-- What to do --
Copy every line that contains the string "useJDBC" from the entries below.

-- Source information --
PR #171, opened 2020-07-16
[PLC4X-216]update IoTDB JDBC example and session API example; add the related doc on website

jixuan1989:
Hi, 
this pr provides using IoTDB session API for writing data. 
The related doc on the website is also supplied.


chrisdutz:
Probably might be a good idea to add the "useJDBC" to the options and allow switching from the command-line?

jixuan1989:
> Probably might be a good idea to add the "useJDBC" to the options and allow switching from the command-line?

good idea. done.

-- Output for this task --
Probably might be a good idea to add the "useJDBC" to the options and allow switching from the command-line?
> Probably might be a good idea to add the "useJDBC" to the options and allow switching from the command-line?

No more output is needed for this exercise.